What you should do: Take each line of the data that contains the string "commands" and copy it.

Records to process:
PR #671, opened 2024-09-16
Cap UI port at max value

Sushisource:
## What was changed
Cap maximum UI port value

## Why?
Overflow bad

## Checklist

1. Closes 

2. How was this tested:

3. Any docs updates needed?

### DIFF
--- a/temporalcli/commands.server.go
+++ b/temporalcli/commands.server.go
@@ -73,6 +73,9 @@ func (t *TemporalServerStartDevCommand) run(cctx *CommandContext, args []string)
 		}
 		if opts.UIPort == 0 {
 			opts.UIPort = t.Port + 1000
+			if opts.UIPort > 65535 {
+				opts.UIPort = 65535
+			}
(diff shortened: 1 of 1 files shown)


Sushisource:
Relates to https://github.com/temporalio/cli/pull/671

cretz (approved):

temporalcli/commands.server.go
```diff
@@ -73,6 +73,9 @@ func (t *TemporalServerStartDevCommand) run(cctx *CommandContext, args []string)
 		}
 		if opts.UIPort == 0 {
 			opts.UIPort = t.Port + 1000
+			if opts.UIPort > 65535 {
+				opts.UIPort = 65535
+			}
```
josh-berry, line 78: This increases the probability of 65535 being chosen randomly (vs. other port numbers). Can we instead do something like:

```suggestion
			if opts.UIPort > 65535 {
				opts.UIPort = (t.Port - 1024) % (65536 - 1024) + 1024
			}
```

(why keep the if-statement at all? To preserve backward compatibility with the existing `+1000` behavior)

PR #675, opened 2024-09-23
Batch rate limit

stephanos:
## What was changed

Rebased https://github.com/temporalio/cli/pull/551 that was never actually merged.

### DIFF
--- a/temporalcli/commands.workflow.go
+++ b/temporalcli/commands.workflow.go
@@ -5,8 +5,9 @@ import (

Your solution:
--- a/temporalcli/commands.server.go
+++ b/temporalcli/commands.server.go
temporalcli/commands.server.go
--- a/temporalcli/commands.workflow.go
+++ b/temporalcli/commands.workflow.go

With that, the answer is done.